-------- INPUT DATA

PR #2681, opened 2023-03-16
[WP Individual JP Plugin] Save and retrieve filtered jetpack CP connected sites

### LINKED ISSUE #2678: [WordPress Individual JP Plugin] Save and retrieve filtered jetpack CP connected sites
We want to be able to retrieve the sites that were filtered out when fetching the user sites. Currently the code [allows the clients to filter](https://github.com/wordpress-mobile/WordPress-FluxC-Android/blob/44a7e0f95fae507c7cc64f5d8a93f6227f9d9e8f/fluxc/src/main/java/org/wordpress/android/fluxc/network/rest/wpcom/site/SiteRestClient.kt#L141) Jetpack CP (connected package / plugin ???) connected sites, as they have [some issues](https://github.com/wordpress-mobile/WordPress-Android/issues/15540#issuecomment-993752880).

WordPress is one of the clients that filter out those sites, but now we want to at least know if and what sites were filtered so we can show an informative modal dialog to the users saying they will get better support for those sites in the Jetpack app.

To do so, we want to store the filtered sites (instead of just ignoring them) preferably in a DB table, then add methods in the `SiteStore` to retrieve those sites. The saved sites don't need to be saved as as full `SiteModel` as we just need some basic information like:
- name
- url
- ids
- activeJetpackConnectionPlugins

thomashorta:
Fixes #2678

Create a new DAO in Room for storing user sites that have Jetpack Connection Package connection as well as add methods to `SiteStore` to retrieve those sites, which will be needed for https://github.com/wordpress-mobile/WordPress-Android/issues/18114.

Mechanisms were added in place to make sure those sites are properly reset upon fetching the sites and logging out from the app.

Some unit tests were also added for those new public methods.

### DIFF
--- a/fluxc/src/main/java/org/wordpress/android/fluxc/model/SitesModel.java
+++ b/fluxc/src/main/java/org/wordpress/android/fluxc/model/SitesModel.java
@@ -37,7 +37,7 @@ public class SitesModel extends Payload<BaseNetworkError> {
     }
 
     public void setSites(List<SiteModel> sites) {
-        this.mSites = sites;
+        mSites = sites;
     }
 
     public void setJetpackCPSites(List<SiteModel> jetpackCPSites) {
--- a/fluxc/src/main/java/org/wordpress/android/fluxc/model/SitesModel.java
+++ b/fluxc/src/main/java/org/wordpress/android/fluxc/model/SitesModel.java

----------------

■ WHAT IS NEEDED:
Retype the entries exactly, including every line.

■ THE ANSWER:
PR #2681, opened 2023-03-16
[WP Individual JP Plugin] Save and retrieve filtered jetpack CP connected sites

### LINKED ISSUE #2678: [WordPress Individual JP Plugin] Save and retrieve filtered jetpack CP connected sites
We want to be able to retrieve the sites that were filtered out when fetching the user sites. Currently the code [allows the clients to filter](https://github.com/wordpress-mobile/WordPress-FluxC-Android/blob/44a7e0f95fae507c7cc64f5d8a93f6227f9d9e8f/fluxc/src/main/java/org/wordpress/android/fluxc/network/rest/wpcom/site/SiteRestClient.kt#L141) Jetpack CP (connected package / plugin ???) connected sites, as they have [some issues](https://github.com/wordpress-mobile/WordPress-Android/issues/15540#issuecomment-993752880).

WordPress is one of the clients that filter out those sites, but now we want to at least know if and what sites were filtered so we can show an informative modal dialog to the users saying they will get better support for those sites in the Jetpack app.

To do so, we want to store the filtered sites (instead of just ignoring them) preferably in a DB table, then add methods in the `SiteStore` to retrieve those sites. The saved sites don't need to be saved as as full `SiteModel` as we just need some basic information like:
- name
- url
- ids
- activeJetpackConnectionPlugins

thomashorta:
Fixes #2678

Create a new DAO in Room for storing user sites that have Jetpack Connection Package connection as well as add methods to `SiteStore` to retrieve those sites, which will be needed for https://github.com/wordpress-mobile/WordPress-Android/issues/18114.

Mechanisms were added in place to make sure those sites are properly reset upon fetching the sites and logging out from the app.

Some unit tests were also added for those new public methods.

### DIFF
--- a/fluxc/src/main/java/org/wordpress/android/fluxc/model/SitesModel.java
+++ b/fluxc/src/main/java/org/wordpress/android/fluxc/model/SitesModel.java
@@ -37,7 +37,7 @@ public class SitesModel extends Payload<BaseNetworkError> {
     }
 
     public void setSites(List<SiteModel> sites) {
-        this.mSites = sites;
+        mSites = sites;
     }
 
     public void setJetpackCPSites(List<SiteModel> jetpackCPSites) {
--- a/fluxc/src/main/java/org/wordpress/android/fluxc/model/SitesModel.java
+++ b/fluxc/src/main/java/org/wordpress/android/fluxc/model/SitesModel.java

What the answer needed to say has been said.